Multi-VLAN Home Network
Overview
Four VLANs on a UniFi UCG Express, each named after one of Gandalf’s names from Tolkien, with ProtonVPN WireGuard routing on one segment and strict firewall rules between the rest. All public subdomains go through Cloudflare Zero Trust before any traffic reaches home.
Why I Built It
I had everything on a flat network for a long time. Servers, NAS, IoT devices, personal machines — all one subnet, nothing between them. That’s fine until you actually think about what it means, and then it feels bad.
What I really wanted was per-VLAN VPN routing without running WireGuard on every individual machine. The UCG Express does policy-based routing at the gateway level, so you put a device on the right VLAN and it routes through the VPN transparently. That’s the whole idea.
How It Works
| VLAN | Name | Subnet | Role |
|---|---|---|---|
| 1 | Gandalf | 192.168.1.x | Server network — Proxmox nodes, NAS, all services. No VPN. |
| 2 | Mithrandir | 192.168.2.x | Client/AI devices. All traffic through ProtonVPN WireGuard. |
| 3 | Tharkûn | 192.168.3.x | DMZ. Tharkûn → internal blocked. IoT and untrusted devices. |
| 4 | Rivendell | 192.168.4.x | Unused. Reserved. |
Olorín (the UCG Express, 192.168.1.1) is the gateway. It handles VLAN routing, firewall rules, DHCP reservations, and the WireGuard client. A Netgear MS308E managed switch sits downstream with a trunk port for all VLANs and access ports to devices.
Every homelab VM and service is on Gandalf — Proxmox, the Synology, n8n, Prometheus, everything. Importantly, DHCP reservations live in the UniFi controller rather than as static IPs on each host. That matters more than it sounds — I had a port forward break because a machine renewed its lease and changed IPs before I got this right.
ProtonVPN runs as a WireGuard client on the UCG Express itself.

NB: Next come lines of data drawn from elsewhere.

PR #2247, opened 2023-10-04
Follow-up backend 1.4 release prep

phschiele:
## Description
Small follow-up to #2239.

## Type of change
- [ ] Bug fix

- [x] Write unittests.

### DIFF
--- a/cvxpy/lin_ops/canon_backend.py
+++ b/cvxpy/lin_ops/canon_backend.py
@@ -1056,7 +1056,7 @@ class SciPyCanonBackend(PythonCanonBackend):
         if is_param_free_lhs:
             reps = view.rows // lhs.shape[-1]
             if reps > 1:
-                stacked_lhs = (sp.kron(sp.eye(reps, format="csc"), lhs))
+                stacked_lhs = (sp.kron(sp.eye(reps, format="csr"), lhs))
             else:
                 stacked_lhs = lhs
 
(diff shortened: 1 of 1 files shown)


cvxpy/lin_ops/canon_backend.py
```diff
@@ -1056,7 +1056,7 @@ def mul(self, lin: LinOp, view: SciPyTensorView) -> SciPyTensorView:
         if is_param_free_lhs:
             reps = view.rows // lhs.shape[-1]
             if reps > 1:
-                stacked_lhs = (sp.kron(sp.eye(reps, format="csc"), lhs))
+                stacked_lhs = (sp.kron(sp.eye(reps, format="csr"), lhs))
```
phschiele, line 1059: Here we are in the param-free branch, so we should use CSR.

cvxpy/lin_ops/canon_backend.py
```diff
@@ -1209,7 +1209,7 @@ def func(x, p):
             else:
                 new_rows = x_row * (rows + 1) - k
             new_rows = (new_rows + x_slice * total_rows).astype(int)
-            return sp.csr_matrix((x.data, (new_rows, x.col)), shape)
+            return sp.csc_matrix((x.data, (new_rows, x.col)), shape)
```
phschiele, line 1212: This could be a parametrized expression, so we should use CSC.

PTNobel (approved):
This seems like mostly cleaning up sparse matrix formats and should all be correct

phschiele:
> This seems like mostly cleaning up sparse matrix formats and should all be correct

Some intuition:
We prefer CSR for fast row slicing. However, having parameters leads to **many** zero rows, so CSR becomes impractical / prohibitive. 

E.g., a `Variable(3)` looks like 
```
1 0 0
0 1 0
0 0 1
```
in the backend, but a `cp.multiply(Variable(3), Parameter(3))` looks like
```
1 0 0
0 0 0
0 0 0
0 0 0
0 1 0
0 0 0
0 0 0 
0 0 0
0 0 1
```
I.e., the number of rows is roughly $\mathcal{O}(n * p)$ (where n is the number of variables and p the number of parameters), but the nonzero rows is $\mathcal{O}(n)$. We often even have $n \approx p$.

All Mithrandir traffic routes through it, and the kill switch is enabled: if the tunnel drops, Mithrandir devices lose internet entirely rather than falling back to unencrypted routing. That’s the correct behavior, even if it means a brief outage when the VPN hiccups.
Tharkûn is a practical DMZ. Devices there can reach the internet but can’t initiate connections into Gandalf or Mithrandir. Good enough for IoT devices that need to phone home but have no business talking to anything inside.
Public subdomains go through Cloudflare Zero Trust with GitHub IdP and MFA. Anything hitting proxmox.nbkelley.com or synology.nbkelley.com requires authentication first. Cloudflare tunnels handle ingress so the origin servers never see unprotected traffic directly.
Challenges
- The PBR incident. ProtonVPN’s WireGuard config went stale and the tunnel dropped. Everything on Mithrandir lost internet. This was the kill switch working correctly, but policy-based routing failures don’t advertise themselves clearly and it took a few minutes to sort out.
- DHCP vs. static IPs. Should have used reservations from day one. A port forward broke when a lease renewed and the IP changed — not obvious why until I looked at the right thing.
- UCG Express documentation. Some of the kill switch and routing configuration required more digging than expected. The UniFi docs for the OS version I was running were scattered and occasionally wrong.
- 2.5GbE link between UCG and switch. Took some fiddling with port settings on the Netgear side to get it working reliably.
Result
Stable. Haven’t had to touch the VLAN config in months. The VPN routing works, the DMZ segmentation works, and everything on Gandalf reaches what it needs to.
The kill switch has caught a couple of VPN drops that would have otherwise sent Mithrandir traffic out unencrypted. Worth the occasional brief outage.